━━ Data for the task ━━

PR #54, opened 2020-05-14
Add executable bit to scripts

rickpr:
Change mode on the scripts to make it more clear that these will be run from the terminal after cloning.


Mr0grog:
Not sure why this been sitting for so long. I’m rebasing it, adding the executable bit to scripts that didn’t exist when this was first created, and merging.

━━━

■ Required action:
Would you please reproduce the entries above word for word?

■ Solution for this task:
PR #54, opened 2020-05-14
Add executable bit to scripts

rickpr:
Change mode on the scripts to make it more clear that these will be run from the terminal after cloning.


Mr0grog:
Not sure why this been sitting for so long. I’m rebasing it, adding the executable bit to scripts that didn’t exist when this was first created, and merging.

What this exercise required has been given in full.